_Task directions_: Go through the entries below and return every line that contains "strings".

[Records from a dataset]
PR #769, opened 2026-06-15
Improve false positive rate on real-world packages

christophetd:
### Run Yara compilation tests in CI

We had a Makefile target but it wasn't running in CI, resulting in previously-silently failing Yara rule. Fixed in [dc67dcb](https://github.com/DataDog/guarddog/pull/769/commits/dc67dcba5d23251d6354de7562f7d7146b92733d), which allowed to identify broken rules that we fixed in [092675f](https://github.com/DataDog/guarddog/pull/769/commits/092675f038ff82980fb5d21f993c1053e087c510).

### Rule improvements

| Rule | What changed | Sample packages fixed |
|---|---|---|
| `threat-runtime-obfuscation.yar` | `$b64_1` requires an opening quote and a 150+ char run (long URLs / generated identifiers are ≤108); dropped the `[A-Z]{10,}` branch of `$random_vars` that matched ALLCAPS words (`MERCHANTABILITY`, `INTERACTIVE`) | npm `requests`, `mistralai`, `mypy-boto3-securityhub`, `pytensor` |
| `threat-filesystem-autostart.yar` | `.profile` now requires quoted-path context (no `self.profile` / `.profile_manager`); `open(` → `\bopen\s*\(` so `urlopen(` no longer counts | `semgrep`, `dbt-snowflake`, `pytensor`, `testcontainers` |
| `lolbas-sysinfo.meta` | `whoami` / `hostname` only match inside an exec call (no dict keys, `findall()`, API paths) | `mistralai`, `botocore`, `censys` |
| `threat-network-exfiltration.yar` | `$ip` excludes loopback / RFC1918 ranges (`$ip_internal` carve-out); added source-only `path_include`; renamed rule to match file id | `mistralai` (mcp.py), `timing-asgi` |
| `threat-filesystem-read.yar` | added source-only `path_include` so METADATA / changelogs are not scanned | `botocore`, `python-dotenv` |
| `threat-network-outbound-shady-links.yar` | narrowed bare `discord.com` to `discord.com/api/webhooks`; added source-only `path_include` | `pytest` |

## Evals

| Iteration | Commit | Precision | Recall | F1 | MCC | 
|-----------|--------|-----------|--------|----|-----|
| baseline (after #764) | [6865b1e](https://github.com/DataDog/guarddog/pull/764/commits/6865b1e6874c2443812fdc5e344ff7bfedf62286) | 88.8% | 88.5%  | 88.7% | 0.82 | 
| This PR (when Yara rules were silently broken) | [af1f25d](https://github.com/DataDog/guarddog/commit/af1f25d2a12fe0559419512a54480ce9c4751705) | 90.9 % (+2.4) | 85.2 % (-3.5) | 87.9% (-0.8) | 0.81 (-0.01) |
| This PR in its final state | [092675f](https://github.com/DataDog/guarddog/pull/769/commits/092675f038ff82980fb5d21f993c1053e087c510) | 89.2 (+1.1 vs baseline) | 88.3 % (+0.3 vs baseline) | 88.8 % (+0.1 vs baseline) | 0.82 (same as baseline) |

I do think this makes the rules better and the hit on recall is worth the gain in accuracy in our context. In a follow-up PR I'll analyze the recall drop and see if we can solve it.


guarddog/analyzer/sourcecode/threat-network-exfiltration.yar
```diff
@@ -45,6 +46,10 @@ rule threat_network_outbound
         // Direct IP addresses in URLs
         $ip = /https?:\/\/\d{1,3}\.\d{1,3}\.\d{1,3}\.\d{1,3}/
 
+        // Loopback / private ranges that are not exfiltration targets
+        $ip_internal = /https?:\/\/(127\.\d{1,3}\.\d{1,3}\.\d{1,3}|10\.\d{1,3}\.\d{1,3}\.\d{1,3}|192\.168\.\d{1,3}\.\d{1,3}|172\.(1[6-9]|2[0-9]|3[01])\.\d{1,3}\.\d{1,3}|169\.254\.\d{1,3}\.\d{1,3}|0\.0\.0\.0)/
+
     condition:
-        any of them
+        any of ($webhook*, $tunnel*, $paste*, $comm*, $tld*) or
+        ($ip and not $ip_internal)
```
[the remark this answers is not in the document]
christophetd: Addressed in 7ddd42b. The loopback/private exclusion is now baked into the `$ip` regex itself (0/8, 10/8, 127/8, 169.254/16, 172.16-31, 192.168/16), so it applies per match rather than as a file-wide condition. A file containing both `http://127.0.0.1:8000` and `http://8.8.8.8/collect` now correctly matches on the public IP. Added a regression test (`tests/analyzer/sourcecode/threat-network-exfiltration.js`) covering exactly this mixed case.

guarddog/analyzer/sourcecode/lolbas-sysinfo.meta
```diff
@@ -4,9 +4,11 @@
...
 {
     strings:
-        $whoami = /\bwhoami\b/
-        // hostname only when invoked as a command, not as a quoted dict key
-        $hostname = /(system|popen|exec\w*|spawn\w*|call|run|Popen|check_output|check_call)\s*\(\s*\[?\s*['"]hostname\b/ nocase
+        // Require the sysinfo command to appear as the argument of an exec call,
+        // so dict keys (result['hostname']), XML lookups (findall("hostname"))
+        // and API paths (/workers/whoami) no longer match.
+        $whoami = /\b(popen|system|getoutput|getstatusoutput|check_output|check_call|Popen|run|call|spawn\w*|execl?p?e?|exec_command)\s*\(\s*\[?\s*['"]whoami\b/ nocase
+        $hostname = /\b(popen|system|getoutput|getstatusoutput|check_output|check_call|Popen|run|call|spawn\w*|execl?p?e?|exec_command)\s*\(\s*\[?\s*['"]hostname\b/ nocase
```
sobregosodd, line 11: the idea here was that hostname is a lolbas (like an actual OS command).
popen, check_call etc are python dependant, i can live with this, but goes against the spirit of the .meta rule

sobregosodd (approved):

guarddog/analyzer/sourcecode/lolbas-sysinfo.meta
christophetd: Good point. Opened #773 (base `v3`) to address this: it adds language-agnostic invocation patterns (tool-specific flags like `whoami /all` / `hostname -I`, and absolute paths like `/usr/bin/whoami`) alongside the exec wrapper, matching the approach already used by `lolbas-proc.meta` and `lolbas-net.meta`. The exec-wrapper patterns stay so the bare no-arg invocation is still caught and the FP fixes from this PR are preserved.

PR #779, opened 2026-06-17
Add npm risky_new_dependency metadata rule

christophetd:
Adds an npm metadata rule, `risky_new_dependency`, that flags a package whose scanned version introduced a dependency that is itself high risk.

## How it works

- **Diff vs the previous version (no extra fetch).** The registry metadata GuardDog already downloads contains every version's `dependencies` plus a `time` map. The detector takes the version published just before the scanned one and computes newly-added dependency *names* (a version bump of an existing dep is not "new").
- **Each new dependency is scanned as a real package, sandboxed identically to the parent.** The sub-scan runs as a subprocess `guarddog npm scan <dep>`, taking the same CLI path; the parent's sandbox decision is propagated via the `GUARDDOG_SUBSCAN_SANDBOX` env var. In-process scanning couldn't match the parent's sandbox (applied once, permanently).
- **Source-code rules only.** The sub-scan excludes all metadata rules: a maliciously introduced dependency shows up in its code, and metadata rules (typosquatting, manifest-mismatch, …) were the dominant FP source. Excluding metadata also excludes this rule, so the check can't recurse.
- **Threshold.** The parent is flagged when a new dep scores >= `GUARDDOG_NEW_DEPENDENCY_RISK_THRESHOLD` (default 5.0). It's a normal metadata rule, so it counts toward issues/exit codes and renders through all reporters.

## Evidence that it doesn't add noise

I scanned the top 1k packages on npm, plus a sample of 2k amongst the top 1-to-20k most popular packages (total 3k packages). In the current state:
- 169/3000 introduced a new dependency in their latest version (with regards to the second to last version)
- Out of these 169 newly-introduced dependency, 1 would have matched the threshold 5/10 (@chakra-ui/react for the new `@ark-ui/react@5.37.2` dependency))

image

## Evidence that it would detect real threats

**Axios**: The payload was [delivered](https://securitylabs.datadoghq.com/articles/axios-npm-supply-chain-compromise/) through a new dependency `plain-crypto-js`, which GuardDog flags with score >= 5 when scanning with source code rules only:

```
$ poetry run guarddog npm scan https://github.com/DataDog/malicious-software-packages-dataset/raw/refs/heads/main/samples/npm/malicious_intent/plain-crypto-js/4.2.1/2026-03-31-plain-crypto-js-v4.2.1.zip --zip-password infected --sandbox
(...)
Assessment:  Suspicious  (5.3/10)
```

**Mastra**: [Backdoored](https://www.stepsecurity.io/blog/mastra-npm-packages-compromised-using-easy-day-js) a bunch of packages by adding the `easy-day-js` dependency. This rule would have caught it too, since it flags easy-day-js with a score >= 5:

```
$ poetry run guarddog npm scan https://github.com/DataDog/malicious-software-packages-dataset/raw/refs/heads/main/samples/npm/malicious_intent/easy-day-js/1.11.22/2026-06-17-easy-day-js-v1.11.22.zip --zip-password infected --sandbox
(...)
Assessment:  High risk  (7.3/10)
```

## Sample output

image

## Open questions / discussion

- So far we retrieve the previous version as "last version published before the currently scanned one, based on publishing time". We might want to do it based on semver versioning, but in the general case, they should be equivalent

### DIFF
--- a/guarddog/analyzer/metadata/npm/risky_new_dependency.py
+++ b/guarddog/analyzer/metadata/npm/risky_new_dependency.py
@@ -1,0 +1,268 @@
+"""Risky New Dependency Detector
+
+When a new version of a package adds a dependency that was not present in the
+previous published version, that dependency is scanned like any other package.
+If it scores at or above the risk threshold, the parent package is flagged so a
+maliciously introduced dependency surfaces on the parent scan.
+"""
+
+import json
+import logging
+import os
+import subprocess
+import sys
+from dataclasses import dataclass, field
+from typing import List, Optional
+
+from guarddog.analyzer.metadata.detector import Detector
+from guarddog.utils.config import NEW_DEPENDENCY_RISK_THRESHOLD
+from guarddog.utils.npm import highest_matching_version
+
+log = logging.getLogger("guarddog")
+
+
+@dataclass
+class DependencyRisk:
+    """Outcome of scanning a single newly added dependency."""
+
+    version: str
+    score: float
+    label: str
+    matched_rules: List[str] = field(default_factory=list)
+
+
+# Upper bound on a single sub-dependency scan so one slow scan can't hang the parent.
+SUBSCAN_TIMEOUT_SECONDS = 300
+
+# Keys in the registry `time` object that are not version publish timestamps.
+_NON_VERSION_TIME_KEYS = {"created", "modified"}
+
+# Risk labels phrased to match GuardDog's overall assessment wording.
+_LABEL_PHRASE = {
+    "high_risk": "high risk",
+    "suspicious": "suspicious",
+    "low": "low risk",
+}
+
+
+class NPMRiskyNewDependencyDetector(Detector):
+    """Detects dependencies newly introduced in a version that are themselves risky.
+
+    The previous published version is determined from the registry `time` map; any
+    dependency name present in the scanned version but absent from the previous one
+    is scanned as a standalone package. Each sub-scan runs as a subprocess invocation
+    of guarddog, so it is sandboxed identically to the parent, and excludes this rule
+    so the check never recurses beyond one level."""
+
+    def __init__(self):
+        super().__init__(
+            name="risky_new_dependency",
+            description="Identify newly added dependencies that are themselves risky. "
+            "A dependency introduced in this version but absent from the previous one "
+            "is scanned as a package; it is flagged when its risk score is high.",
+            identifies="threat.npm.risky-new-dependency",
+            severity="high",
+            mitre_tactics="initial-access",
+            specificity="high",
+            sophistication="low",
+        )
+
+    def detect(
+        self,
+        package_info,
+        path: Optional[str] = None,
+        name: Optional[str] = None,
+        version: Optional[str] = None,
+    ) -> tuple[bool, Optional[str]]:
+        package_name = name or package_info.get("name", "")
+        versions = package_info.get("versions", {})
+        current_version = version or package_info.get("dist-tags", {}).get("latest")
+        if not current_version or current_version not in versions:
+            log.debug(
+                f"[{self.name}] No usable version for '{package_name}' "
+                f"(resolved '{current_version}'); skipping"
+            )
+            return False, None
+
+        previous_version = self._previous_published_version(
+            package_info, current_version
+        )
+        if previous_version is None:
+            log.debug(
+                f"[{self.name}] '{package_name}@{current_version}' has no previous "
+                f"published version; skipping"
+            )
+            return False, None
+
+        current_deps = versions.get(current_version, {}).get("dependencies", {})
+        previous_deps = versions.get(previous_version, {}).get("dependencies", {})
+        new_dependencies = set(current_deps) - set(previous_deps)
+        if not new_dependencies:
+            log.debug(
+                f"[{self.name}] '{package_name}@{current_version}' adds no new "
+                f"dependencies vs '{previous_version}'; skipping"
+            )
+            return False, None
+
+        log.debug(
+            f"[{self.name}] '{package_name}@{current_version}' adds "
+            f"{len(new_dependencies)} new dependency(ies) vs '{previous_version}': "
+            f"{', '.join(sorted(new_dependencies))}"
+        )
+
+        findings = []
+        for dep_name in sorted(new_dependencies):
+            risk = self._scan_dependency(dep_name, current_deps[dep_name])
+            if risk is None:
+                log.debug(f"[{self.name}] Could not score new dependency '{dep_name}'")
+                continue
+            flagged = risk.score >= NEW_DEPENDENCY_RISK_THRESHOLD
+            log.debug(
+                f"[{self.name}] New dependency '{dep_name}@{risk.version}' scored "
+                f"{risk.score} ({risk.label}); threshold {NEW_DEPENDENCY_RISK_THRESHOLD} "
+                f"-> {'FLAGGED' if flagged else 'below threshold'}; "
+                f"matched rules: {', '.join(risk.matched_rules) or 'none'}"
+            )
+            if flagged:
+                matched = (
+                    f" Matched rules: {', '.join(risk.matched_rules)}."
+                    if risk.matched_rules
+                    else ""
+                )
+                phrase = _LABEL_PHRASE.get(risk.label, risk.label or "risky")
+                findings.append(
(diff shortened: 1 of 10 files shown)


guarddog/analyzer/metadata/npm/risky_new_dependency.py
```diff
@@ -0,0 +1,268 @@
...
+
+        log.debug(
+            f"[{self.name}] '{package_name}@{current_version}' adds "
+            f"{len(new_dependencies)} new dependency(ies) vs '{previous_version}': "
+            f"{', '.join(sorted(new_dependencies))}"
+        )
+
+        findings = []
+        for dep_name in sorted(new_dependencies):
+            risk = self._scan_dependency(dep_name, current_deps[dep_name])
```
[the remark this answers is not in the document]
christophetd: Fixed in f499dfd. The diff and sub-scan now resolve npm aliases to the real package via the shared `resolve_npm_alias` helper (lifted into `guarddog/utils/npm.py` and reused by the project scanner), so `"x": "npm:evil-pkg@1.2.3"` scans `evil-pkg@1.2.3`, not `x`. Because the before/after sets are built from resolved package names, an alias retargeted to a different package under the same key is detected too. Added tests for aliased, alias-without-version, and alias-retarget cases.

guarddog/analyzer/metadata/npm/risky_new_dependency.py
```diff
@@ -0,0 +1,268 @@
...
+        if previous_version is None:
+            log.debug(
+                f"[{self.name}] '{package_name}@{current_version}' has no previous "
+                f"published version; skipping"
+            )
+            return False, None
+
+        current_deps = versions.get(current_version, {}).get("dependencies", {})
+        previous_deps = versions.get(previous_version, {}).get("dependencies", {})
+        new_dependencies = set(current_deps) - set(previous_deps)
```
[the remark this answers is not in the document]
christophetd: Fixed in f499dfd. `optionalDependencies` are now included alongside `dependencies` in the new-dependency diff (npm installs them by default), via a shared `_installed_dependencies` helper. `devDependencies` stay excluded since they aren't installed when the package is consumed as a dependency. Added a test for a newly-added optional dependency being scanned and flagged.

guarddog/analyzer/metadata/npm/risky_new_dependency.py
```diff
@@ -0,0 +1,282 @@
...
+        try:
+            resolved_version = highest_matching_version(dep_name, spec)
+        except Exception as e:
+            log.debug(f"Could not resolve version for {dep_name} ({spec}): {e}")
+        log.debug(
+            f"[{self.name}] Resolved '{dep_name}' spec '{spec}' to version "
+            f"'{resolved_version or 'latest'}'"
+        )
+
+        command = [
```
christophetd, line 205: Need to double check that's solid enough

christophetd: I checked and it should work with poetry run, pip, uv tool run and uvx

guarddog/analyzer/metadata/npm/risky_new_dependency.py
```diff
@@ -0,0 +1,282 @@
...
+
+# Keys in the registry `time` object that are not version publish timestamps.
+_NON_VERSION_TIME_KEYS = {"created", "modified"}
+
+# Risk labels phrased to match GuardDog's overall assessment wording.
+_LABEL_PHRASE = {
+    "high_risk": "high risk",
+    "suspicious": "suspicious",
+    "low": "low risk",
+}
```
sobregosodd, line 46: can't we use the existing enum?
https://github.com/DataDog/guarddog/blob/2414f1c1b1c29602968b7b0b9eff9c02da0bc375/guarddog/analyzer/risk_engine.py?plain=1#L32

guarddog/analyzer/metadata/npm/risky_new_dependency.py
```diff
@@ -0,0 +1,282 @@
...
+            f"{len(findings)} risky new dependency(ies) found"
+        )
+        return len(findings) != 0, "\n".join(findings)
+
+    def _previous_published_version(
+        self, package_info, current_version: str
+    ) -> Optional[str]:
+        """Return the version published immediately before `current_version`.
+
+        Publish times come from the registry `time` map; ISO 8601 timestamps sort
```
sobregosodd, line 152: This is good enough, but sadly people uses both semver and labels in the registry, 
so the dev can adhere to semver, maintain several version branches and on top of that, use labels like experimental. There is no single bullet, so I think the simple timestamp approach simplifies the complexity, but you can be comparing apples and oranges

guarddog/analyzer/metadata/npm/risky_new_dependency.py
sobregosodd: Can't we create a thread with [scan_remote](https://github.com/DataDog/guarddog/blob/2414f1c1b1c29602968b7b0b9eff9c02da0bc375/guarddog/scanners/scanner.py?plain=1#L248)?

guarddog/analyzer/metadata/npm/risky_new_dependency.py
christophetd: Good call, fixed in 99186da. `_LABEL_PHRASE` now keys off `RiskLabel` enum values (`RiskLabel.HIGH_RISK.value`, etc.) instead of hardcoded strings, so it stays in sync with the canonical labels.

guarddog/analyzer/metadata/npm/risky_new_dependency.py
christophetd: I considered running `scan_remote` in-process (e.g. on a thread) instead of spawning a subprocess. I went with the subprocess deliberately for two reasons: (1) sandbox parity, the sub-scan takes the exact same CLI path as a top-level scan so it inherits identical sandboxing rather than running unconfined in the parent process, and (2) clean rule exclusion / no recursion, the subprocess excludes all metadata rules (including this one) via CLI flags, which guarantees the check never recurses into itself. An in-process call would need to replicate both of those carefully. Given sub-scans are bounded by the number of newly added deps, the subprocess startup cost felt acceptable for the safety it buys

guarddog/analyzer/metadata/npm/risky_new_dependency.py
```diff
@@ -0,0 +1,283 @@
...
+            dep_name,
+            "--output-format",
+            "json",
+        ]
+        for metadata_rule in self._metadata_rule_names():
+            command += ["--exclude-rules", metadata_rule]
+        if resolved_version:
+            command += ["--version", resolved_version]
+
+        sandbox_choice = os.environ.get("GUARDDOG_SUBSCAN_SANDBOX")
```
sobregosodd, line 220: we need to document this one
https://github.com/DataDog/guarddog#configuration-via-environment-variables

guarddog/utils/config.py
```diff
@@ -18,6 +18,18 @@
...
+"""
+Risk score (0-10) at or above which a newly added npm dependency is flagged by the
+risky_new_dependency rule. The default of 5.0 (GuardDog's `suspicious` band) is
+viable because the sub-scan runs source-code rules only: across 3000 popular npm
+packages the 5.0-6.9 band was empty of false positives, so 5.0 catches genuinely
+suspicious dependencies without the metadata noise that previously required 7.0.
+- Default: 5.0
+"""
+NEW_DEPENDENCY_RISK_THRESHOLD: float = float(
+    os.environ.get("GUARDDOG_NEW_DEPENDENCY_RISK_THRESHOLD", 5.0)
```
sobregosodd, line 30: same about documenting:
https://github.com/DataDog/guarddog#configuration-via-environment-variables

christophetd: agreed

guarddog/analyzer/metadata/npm/risky_new_dependency.py
christophetd: for this one I think iit's not necessary since it's an internal

guarddog/utils/config.py
christophetd: done in [80b5464](https://github.com/DataDog/guarddog/pull/779/commits/80b546420b276a8863458ac9226346f363ee4173)

sobregosodd (dismissed):

sobregosodd (approved):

_Exercise answer_:
     strings:
christophetd: Good call, fixed in 99186da. `_LABEL_PHRASE` now keys off `RiskLabel` enum values (`RiskLabel.HIGH_RISK.value`, etc.) instead of hardcoded strings, so it stays in sync with the canonical labels.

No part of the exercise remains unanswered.